Definition
A woven fabric made from thin strands of carbon fiber, used as the reinforcing material in composite aircraft structures. When layered and bonded with a resin (such as epoxy), it forms a finished composite that is very stiff, very strong, and very light.
Plain English
A cloth woven from carbon threads. It is laid into the shape of a part, soaked with glue-like resin, and hardened to make a light but very strong piece of the airframe.
Context Anchor
Seen in composite aircraft construction, structural repair discussions, and descriptions of how lightweight aircraft parts are built.
Derivation
Carbon fiber' refers to extremely thin filaments of nearly pure carbon. 'Cloth' is used because the fibers are woven together like fabric before being combined with resin. Thinking of it as actual cloth helps -- it is flexible and drapeable until the resin cures.
Why Pilots Care
Carbon fiber composite parts behave differently from aluminum. They are strong but can hide impact damage beneath an undamaged-looking surface, so preflight inspections of composite aircraft require more attention to small dents, cracks, or delamination than a metal aircraft would.
Analogy
Think of fiberglass cloth used in boat repair, but using carbon threads instead of glass threads. The process is similar -- lay the cloth, wet it with resin, let it cure -- but the result is stiffer and lighter.
Intuition Check
Do not think of this as ordinary soft cloth used for covering or decoration.

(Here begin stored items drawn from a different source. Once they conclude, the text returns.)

PR #343, opened 2024-03-20
style: apply consistent 2 indent in all ci workflows

joanise:
Our indentation was inconsistent from one workflow file to another.

I like this guide, 
https://developers.home-assistant.io/docs/documenting/yaml-style-guide/#sequences
which we were already mostly following except for having the list of steps not indented in half the workflows.


roedoejet (approved):
lgtm

PR #1428, opened 2025-04-04
feat!: make istio ambient components default in uds core

chance-coleman:
## Description
Istio ambient components (CNI and Ztunnel) are currently present in uds-core but disabled by default.

This PR:
  - Makes istio ambient default in uds-core. 
  - Implement Gateway API CRDs (future requirement for keycloak work with ambient)
  - Remove references to `istio-ambient` and update docs section

Breaking change: used to have `istio-ambient` component and `istio-controlplane`, now only have `istio-controlplane`. The two have been squashed together to improve developer experience and simplify the bundle/package experience.

## Related Issue

Fixes #1280

## Type of change

- [ ] Bug fix (non-breaking change which fixes an issue)
- [x] New feature (non-breaking change which adds functionality)
- [ ] Other (security config, docs update, etc)

## Steps to Validate
- Verify that deploy uds-core standard package is successful and creates ambient workloads as well as new CRDs
- `uds run test-uds-core`
- `kubectl get crd -A` and validate these four crds are present:
          - gateway.networking.k8s gatewayclasses
          - gateway.networking.k8s httproutes
          - gateway.networking.k8s grpcroutes
          - gateway.networking.k8s referencegrants

## Checklist before merging

- [x] Test, docs, adr added or updated as needed
- [x] [Contributor Guide](https://github.com/defenseunicorns/uds-template-capability/blob/main/CONTRIBUTING.md) followed

BEGIN_COMMIT_OVERRIDE
feat!: make istio ambient components default in uds core (#1428)

BREAKING CHANGE: Istio Ambient workloads are now included by default with UDS Core. These workloads are now part of the `istio-controlplane` component (previously part of the optional `istio-ambient` component) - any override values/configuration should target this component instead of `istio-ambient`.
END_COMMIT_OVERRIDE

PR #1442, opened 2025-04-08
fix: register crds in `dev-setup` task

noahpb:
## Description
After https://github.com/defenseunicorns/uds-core/pull/1428 was introduced, I noticed that `uds run dev-setup` began to fail due to the `Exemptions` Custom Resource not yet being registered on the target cluster. This PR introduces an additional step to `dev-setup` that calls the `registerCRDs` function to create the `Exemptions` CRD.

## Type of change

## Steps to Validate
```
$ uds run dev-setup
```

## Checklist before merging

### DIFF
--- a/tasks.yaml
+++ b/tasks.yaml
@@ -30,7 +30,7 @@ tasks:
         cmd: npx ts-node -e "import { registerCRDs } from './src/pepr/operator/crd/register'; registerCRDs()"
         env:
           - "PEPR_MODE=dev"
-        
+
       # Note: the `registry-url` flag used here requires uds 0.19.2+
       - description: "Deploy the Istio source package with Zarf Dev"
         cmd: "uds zarf dev deploy src/istio --flavor upstream --registry-url docker.io --no-progress"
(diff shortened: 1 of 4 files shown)


tasks.yaml
```diff
@@ -28,7 +28,7 @@ tasks:
 
       # Note: the `registry-url` flag used here requires uds 0.19.2+
       - description: "Deploy the Istio source package with Zarf Dev"
-        cmd: "uds zarf dev deploy src/istio --flavor upstream --registry-url docker.io --no-progress"
+        cmd: "uds zarf dev deploy src/istio --deploy-set CREATE_EXEMPTIONS=false --flavor upstream --registry-url docker.io --no-progress"
```
mjnagel: What do you think about running [this register command](https://github.com/defenseunicorns/uds-core/blob/main/src/pepr/tasks.yaml#L11-L14) before the dev deploy here instead? That will install the CRDs in the cluster, without pepr fully up yet, allowing for CRs to be created. It would avoid us needing to make the exemptions optional, just for this dev usecase.

noahpb: That seems like a simpler approach. Let's do that.

mjnagel (approved):

PR #1445, opened 2025-04-08
feat!: opt prometheus stack into ambient

### LINKED ISSUE #1423: Opt prometheus-stack into ambient
Following completion of https://github.com/defenseunicorns/uds-core/issues/1248, use the implemented toggle to opt the prometheus-stack package into ambient mode.

Ensure that all prometheus functionality still works and any end-to-end testing works as expected. Also re-evaluate any "istio workarounds" if present (peerauthentications and headless services in particular) and see if they can be removed. Also ensure that all interactions with other core services (if applicable) continue to function as expected.

NOTE: Prometheus will require some rework, potentially impacting Pepr code as well, due to the metrics scraping setup assuming certs from the sidecar. This should be simplified but will require testing across upgrade scenarios to maintain confidence. Relevant code:
- https://github.com/defenseunicorns/uds-core/blob/main/src/prometheus-stack/values/values.yaml#L30-L46
- https://github.com/defenseunicorns/uds-core/blob/main/src/prometheus-stack/values/values.yaml#L69-L75
- https://github.com/defenseunicorns/uds-core/blob/main/src/prometheus-stack/values/values.yaml#L111-L118
- https://github.com/defenseunicorns/uds-core/blob/main/src/prometheus-stack/common/zarf.yaml#L24-L31
- https://github.com/defenseunicorns/uds-core/blob/main/src/pepr/prometheus/index.ts

Particular things to validate:
- all core applications are scraped as expected (validated in CI)
- all core applications are scraped as expected across an upgrade (validated in CI?)
- additional applications are scaped as expected across an upgrade of core (without the app being redeployed/changed)

Definition of done: prometheus-stack runs in ambient mode within core, and functions as expected.

chance-coleman:
## Description
Opt the prometheus-stack package into ambient mode.

Cleanup ambient directory and combine with the common directory. Operator changes to allow prometheus port in Deny and CUSTOM authorizationpolicies, also remove unnecessary operator pieces.

## Related Issue

Fixes #1423

## Type of change

## Checklist before merging

BEGIN_COMMIT_OVERRIDE
feat!: opt prometheus stack into ambient (#1445)

BREAKING CHANGE: ServiceMonitors and PodMonitors no longer require TLS configuration for Istio, and may fail to scrape metrics if TLS configuration is present. The UDS Operator will handle removing this configuration from monitors in most cases, but may not update your monitor if TLS configuration was directly added separate from the Operator's mutations. In addition, the `istio-certs` and `exempt` scrape classes are no longer supplied as part of the Prometheus setup and should not be set on your monitoring resources going forward.
END_COMMIT_OVERRIDE


mjnagel (commented):
Changes look good at a glance. I think we need to update/cleanup some documentation:
- Limitations on ambient: https://github.com/defenseunicorns/uds-core/blob/main/docs/reference/configuration/UDS%20operator/package.md?plain=1#L36 - this limitation should be gone
- Metrics docs: https://github.com/defenseunicorns/uds-core/blob/main/docs/reference/configuration/uds-monitoring-metrics.md?plain=1#L49-L51 - I think this can also be deleted? Metrics-server has permissive mTLS but is scraping fine, not sure if we should try to see what happens with a completely un-injected app though?
- Dev docs: https://github.com/defenseunicorns/uds-core/blob/main/docs/dev/monitoring-setup.md - this is mostly irrellevant now, maybe could update to note this was the previous setup for sidecar and some words about the new setup (which is very simple)?

Those were the ones I could find quickly, not sure if we might have other references. I did also find a few places where we have the `skip-sm-mutate` annotation that we may want to evaluate if it's necessary anymore:
- https://github.com/defenseunicorns/uds-core/blob/d36014ddbfcb90844e0bf984b3fa5ab8b0e33c96/src/metrics-server/chart/templates/service-monitor.yaml#L10
- https://github.com/defenseunicorns/uds-core/blob/d36014ddbfcb90844e0bf984b3fa5ab8b0e33c96/src/prometheus-stack/chart/templates/istio-monitor.yaml#L11
- https://github.com/defenseunicorns/uds-core/blob/d36014ddbfcb90844e0bf984b3fa5ab8b0e33c96/src/prometheus-stack/chart/templates/prometheus-pod-monitor.yaml#L11

docs/dev/monitoring-setup.md
```diff
@@ -1,5 +1,25 @@
...
+## Limited L7 Enforcement:
+Since ztunnel does not process L7 attributes by default, HTTP headers and JWT validation must be handled via a waypoint (or bypassed), which differs from sidecar mode where the sidecar enforces these rules.
+
+## Operator Mutation:
+The Prometheus operator mutates ServiceMonitor/PodMonitor resources to remove TLS configuration and reset the scrapeClass when a target is meant to run in ambient mode.
+
+</details>
+
+<details>
+<summary>Istio Sidecar Mode</summary>
```
mjnagel:
```suggestion
<summary>Istio Sidecar Mode [LEGACY]</summary>

> [!NOTE]  
> This setup is no longer used now that Prometheus is running in ambient mode. This documentation is here for historical/learning purposes.
```

Or similar, just want to make sure it's not confusing since this is "Prometheus running in ambient vs sidecar" not the individual applications.

src/pepr/operator/controllers/network/authorizationPolicies.ts
```diff
@@ -261,6 +263,25 @@ export async function generateAuthorizationPolicies(
     }
   }
 
+  // In Sidecar mode, Prometheus lacks mTLS credentials, causing metric scrapes on port 15020 to fail.
+  // Add an AuthorizationPolicy to allow all traffic on port 15020 for the package's namespace.
```
mjnagel: `Prometheus lacks mTLS credentials` is potentially the opposite of the actual issue here. I don't know that I can explain it well, but Prometheus _does_ have mTLS credentials/identity (otherwise you couldn't use the principal in this ALLOW policy).

I believe the issue is essentially that when Prometheus is in ambient mode, ALL traffic goes through the ztunnel proxy, and subsequently gets evaluated by the destination sidecar and blocked without a matching authpol. Previously in sidecar mode Prometheus didn't send any traffic through its sidecar (technically) and the destination accepted it as plaintext because it was the sidecar metrics rather than app metrics.

```suggestion
  // With Prometheus in Ambient mode, all traffic is sent over mTLS and the destination sidecar requires an ALLOW policy to expose sidecar metrics.
  // Add an AuthorizationPolicy to allow all traffic on port 15020 for the package's namespace.
```

Feel free to adjust wording as you see fit.

src/pepr/operator/controllers/network/authorizationPolicies.ts
```diff
@@ -261,6 +263,25 @@ export async function generateAuthorizationPolicies(
...
+  if (istioMode === IstioState.Sidecar) {
+    const extraPolicyName = sanitizeResourceName(
+      `protect-${pkgName}-ingress-15020-metric-scraping`,
```
mjnagel:
```suggestion
      `protect-${pkgName}-ingress-15020-sidecar-metric-scraping`,
```

src/pepr/prometheus/index.ts
```diff
@@ -25,114 +25,121 @@ export const prometheus = new Capability({
...
+    log.info(
+      `Patching PodMonitor ${pm.Raw.metadata?.name}: clearing scrapeClass, setting endpoints to HTTP, and removing TLS config.`,
+    );
+    delete pm.Raw.spec!.scrapeClass;
+    if (pm.Raw.spec?.podMetricsEndpoints && Array.isArray(pm.Raw.spec.podMetricsEndpoints)) {
+      pm.Raw.spec.podMetricsEndpoints.forEach((endpoint: PodMonitorEndpoint) => {
+        endpoint.scheme = PodMonitorScheme.HTTP;
+        if (endpoint.tlsConfig) {
+          delete endpoint.tlsConfig;
+        }
```
mjnagel:
```suggestion
    log.info(
      `Patching PodMonitor ${pm.Raw.metadata?.name}: clearing scrapeClass and setting endpoints to HTTP.`,
    );
    delete pm.Raw.spec!.scrapeClass;
    if (pm.Raw.spec?.podMetricsEndpoints && Array.isArray(pm.Raw.spec.podMetricsEndpoints)) {
      pm.Raw.spec.podMetricsEndpoints.forEach((endpoint: PodMonitorEndpoint) => {
        endpoint.scheme = PodMonitorScheme.HTTP;
```

While this is unlikely to cause issues, our "sidecar mutations" [never actually set the tlsConfig for podmonitors](https://github.com/defenseunicorns/uds-core/blob/main/src/pepr/prometheus/index.ts#L105-L116). If one is present, that means the end user specified it and it should probably stay as is.

mjnagel (dismissed):
LGTM overall, validated upgrading with GitLab in cluster and all metrics worked as expected. Two final comments:
1. This might still be considered a breaking change if/because end users could create service monitors "for istio" (tls config) on top of core (without mutation) and this switch would break those. Likely an edge case, but I found a few packages around our org where that was the case. I think our un-mutate might still handle them for the ones I found, but there could be a weird combo of ignore annotations and pre-configured TLS config that would get missed. Open to opinions on this, maybe more something to note in the description/announcement than noting as breaking?
1. We should be able to delete the [prom podmonitor](https://github.com/defenseunicorns/uds-core/blob/opt-prometheus-stack-into-ambient/src/prometheus-stack/chart/templates/prometheus-pod-monitor.yaml) at this point since it will be redundant with the self monitoring service monitor.

mjnagel (approved):

PR #1456, opened 2025-04-14
docs: fix Velero doc link path

bm54cloud:
## Description

Fixes broken link to Velero documentation, as the path was changed

## Type of change

## Steps to Validate

## Checklist before merging

### DIFF
--- a/src/velero/README.md
+++ b/src/velero/README.md
@@ -129,5 +129,5 @@ velero restore create uds-restore-$(date +%s) \
 > before running the restore.
 
 > [!NOTE]
-> Additional configuration will be required to get CSI backed PVCs to be snapshotted. For more information on configuring CSI backed volumes, see https://github.com/defenseunicorns/uds-core/blob/main/docs/reference/configuration/backup%20and%20restore/vsphere-rke2-csi.md
+> Additional configuration will be required to get CSI backed PVCs to be snapshotted. For more information on configuring CSI backed volumes, see https://uds.defenseunicorns.com/reference/configuration/backup-and-restore/vsphere-rke2-csi/
 
--- a/src/velero/README.md
+++ b/src/velero/README.md
@@ -129,5 +129,5 @@ velero restore create uds-restore-$(date +%s) \
 > before running the restore.
 
 > [!NOTE]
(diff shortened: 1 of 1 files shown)


src/velero/README.md
```diff
@@ -129,5 +129,5 @@ velero restore create uds-restore-$(date +%s) \
 > before running the restore.
 
 > [!NOTE]
-> Additional configuration will be required to get CSI backed PVCs to be snapshotted. For more information on configuring CSI backed volumes, see https://github.com/defenseunicorns/uds-core/tree/main/docs/reference/configuration/csi-driver.md
+> Additional configuration will be required to get CSI backed PVCs to be snapshotted. For more information on configuring CSI backed volumes, see https://github.com/defenseunicorns/uds-core/blob/main/docs/reference/configuration/backup%20and%20restore/vsphere-rke2-csi.md
```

In aircraft composite construction, carbon fiber cloth is structural material once it is bonded and hardened in place.
Example Sentence 1
The wing skin on this trainer is built from layers of carbon fiber cloth bonded with epoxy resin.
Example Sentence 2
Builders orient each layer of carbon fiber cloth at different angles to give the fuselage the required strength in all directions.